En hébreu, le mot Pessah signifie « le saut ». Il fait référence à l’épisode biblique des dix plaies d’Égypte au cours duquel Dieu épargne les premiers-nés de son peuple élu en « sautant pardessus » leurs maisons, préalablement marquées. À l’origine, il existait deux fêtes juives au printemps : Hag Ha-Pessah, durant laquelle on sacrifiait un agneau et on badigeonnait de son sang le pourtour des portes des maisons, et Hag Ha-Matsoth, cérémonie agricole du début des moissons, où l’on consommait du pain sans levain. Elles ont été associées très tôt. Durant Pessah, les croyants ont interdiction d’utiliser du levain en souvenir de leurs ancêtres qui ont quitté l’Égypte à la hâte, sans avoir eu le temps de laisser lever le pain. La matsa, le pain sans levain, marque donc symboliquement le passage de la servitude à la liberté.
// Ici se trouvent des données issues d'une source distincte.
Issue #41, opened 2025-08-04
Unit test doesn't pass if gcc is not in a bin folder


furtib:
**Describe the bug**
Our unit test, `test_bazel_compile_commands`, fails when the user uses a GCC that is not in a `bin` folder.
A use case for this would be if the user compiles GCC themselves and plans to use that.
This way gcc might be under a path like: `/home/$user/gcc-13/gcc`

**Versions**
* CodeChecker 6.26
* bazel: 6.5.0
* commit: e5fe33bbfa2ef7e4de18e3a5ca2325dbf368c790

**To Reproduce**
- Run this: `mkdir tmp; sudo ln -sf /usr/bin/gcc ./tmp/gcc && export PATH=$(pwd)/tmp/:$PATH `
- Run the unit tests

**Expected behaviour**
All tests pass

**Actual**
 `test_bazel_compile_commands` fails. Log:
```bash
python3 test/test.py
.........F...s....
======================================================================
FAIL: test_bazel_compile_commands (__main__.TestBasic)
Test: bazel build --build_tag_filters=compile_commands ...
----------------------------------------------------------------------
Traceback (most recent call last):
  File "test/test.py", line 128, in test_bazel_compile_commands
  File "test/test.py", line 78, in grep_file
AssertionError: Could not find r'bin\/gcc' in '../bazel-bin/test/compile_commands_pass/compile_commands.json'

----------------------------------------------------------------------
Ran 18 tests in 41.438s

FAILED (failures=1, skipped=1)
```

**Notes:**
Plan to fix:
- Remove the bin from the regex; this way GCC can be under any folder.

https://github.com/furtib/codechecker_bazel/blob/002ef0a12cbba56d2f8d956346a5d709f1f45c88/test/test.py#L128

Issue #36, opened 2025-07-29
Detect and disable ccache


nettle:
We need to find the best way to disable **ccache** (which must be disabled in Bazel)
especially for the environments where it is not possible to remove (`sudo apt-get remove`).

Scope
---

1. Experiment and suggest ways to disable ccache
   - Note that CCACHE_DISABLE=1 does not work
2. Describe the best way to disable ccache
3. Detect ccache in the code (tools.bzl?)
4. Update documentation and code
   - Add description to ccache detection code (tools.bzl?)
   - README
   - CONTRIBUTING (if needed)

DoD (Definition of Done)
---
* Detection is added
* Documentation is updated

nettle:
> I am currently unable to reproduce this issue! I am on Ubuntu 24.04, I have ccache installed, and following the [documentation](https://ccache.dev/manual/latest.html), I even "let ccache masquerade as the compiler" (I have done this to GCC, g++, clang and clang++)

Hm... that's strange.
Can you share the following:
```
which gcc
which g++
which clang
```

furtib:
After a reboot, now I do have this error!!
Checking with our unit tests, it seems like it only affects the `clang_*` rules

furtib:
Just thinking out loud:
Adding the flag `--action_env=CCACHE_DISABLE=1` fixes the problem.
Adding `build --action_env=CCACHE_DISABLE=1` to the .bazelrc file of the project fixes the problem. (it adds this flag to all build jobs)
Can we manipulate the environment with our rules directly?

nettle:
> Ofc!
> 
> [efurtib|~]$ which gcc
> /usr/local/bin/gcc
> [efurtib|~]$ which g++
> /usr/local/bin/g++
> [efurtib|~]$ which clang
> /usr/local/bin/clang
> [efurtib|~]$ which clang++
> /usr/local/bin/clang++
> The original binaries are under `/usr/bin`

This is quite unusual :) Maybe something new in ccache?
Typical (or old?) path to ccache is `/usr/lib64/ccache/` or similar (at least I used see such kind of configuration in Ubuntu).
Can you also check `ls -la /usr/local/bin/gcc` please?

In RHEL I have the following:

```
which gcc
/usr/lib64/ccache/gcc

which g++
/usr/lib64/ccache/g++

which clang
/app/vbuild/RHEL8-x86_64/clang/16.0.3/bin/clang
# I use clang from module load
```

[...]

PR #42, opened 2025-08-04
Accept gcc from any folder not just `bin`

furtib:
Why: Test `test_bazel_compile_commands`  fails when gcc is not in a `bin` folder.
What: Change the regex to accept gcc from any folder

Fixes issue: #41


nettle:
> What do you mean we will miss ccache? Doesn't ccache use a link with the same name as the compiler (in this case, GCC)? Please elaborate!

I mean in some (at least seen in RHEL) environments compiler may look like /usr/lib64/ccache/gcc
Please see #36

furtib:
Oh, I see.

However, this patch catches that case, well, if we look past the fact that it wouldn't run at all with ccache.
I updated the regex from `bin/gcc` to just `/gcc`.
So it would match `/usr/lib64/ccache"/gcc"`

nettle:
> So it would match `/usr/lib64/ccache"/gcc"`

I guess I was not clear enough.
I mean currently, in case of ccache usage which is logged as `/usr/lib64/ccache/gcc` the test would fail, right?
And it should fail!
If we remove `bin` from regex the test wont fail in case of ccache.

BTW, Sorry, I actually missed the point, what do we fix in this patch?
Why do we need to accept gcc from any folder not just bin? Do we have use-cases in #41?
Sorry, I just forgot.

Szelethus (commented):
I understand the issue was edited as well to be a bit more precise.

Based on what I explained above, I am in favour of accepting this patch. @furtib, any ideas how we could potentially test this? I know these things are notoriously difficult, so in this instance I wouldn't insist.

Szelethus (approved):
Meant to be an approve oops.

Issue #50, opened 2025-08-08
Run unittests on diferent ditributions


furtib:
## Describe the task
We should run our unittests on different distributions (mainly RHEL 9 and 8).
We should agree on which RHEL versions we should test on!

## Scope
- Add a CI job that runs unit tests on a RHEL image

## Definition of Done
Agreeing on which RHEL versions we should test on. 
Having a unit test job for RHEL machines

PR #51, opened 2025-08-08
Add unittest on rhel9

furtib:
## Why
We want to support RHEL systems, so we should run our unit tests on RHEL systems too.

## What
Added a new CI job that sets up the environment for a RHEL system and runs unittest on it.

## Scope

La veille de Pessah, les hamets, c’est-à-dire tous les produits issus de la fermentation du blé, du seigle, de l’orge, de l’avoine et de l’épeautre, doivent être sortis de la maison. La veille, les fidèles suivent une cérémonie de recherche des hamets pour vérifier qu’il n’en reste plus à l’intérieur. Ceux qui seraient retrouvés peuvent être vendus à une personne non juive. Un repas rituel appelé seder marque le début de Pessah.

La Pâques chrétienne emprunte son nom à la Pâque juive, mais elle célèbre plus particulièrement la résurrection de Jésus-Christ trois jours après sa mort. Par ailleurs, Pâques vient clore le Carême, une période d’abstinence et de réflexion de 40 jours, durant laquelle il était de coutume de ne pas manger d’œufs ni de nourriture « grasse ». Les œufs s’accumulaient et on les mangeait après Pâques. En Europe de l’Est, il existe d’ailleurs un jeu qui consiste à peindre des œufs durs et à les entrechoquer : celui dont la coquille se fend en premier a perdu. La fête de Pâques a sans doute remplacé diverses fêtes païennes célébrant le printemps.

Vous avez aimé cet article ? Il est tiré de la rubrique “Le mot, le rite” du numéro 7 de LaïCités (lire le sommaireacheter le numéro à l’unité). Pour recevoir plus régulièrement des articles de ce type, et découvrir les coulisses de LaïCités, inscrivez-vous à notre nouvelle Newsletter !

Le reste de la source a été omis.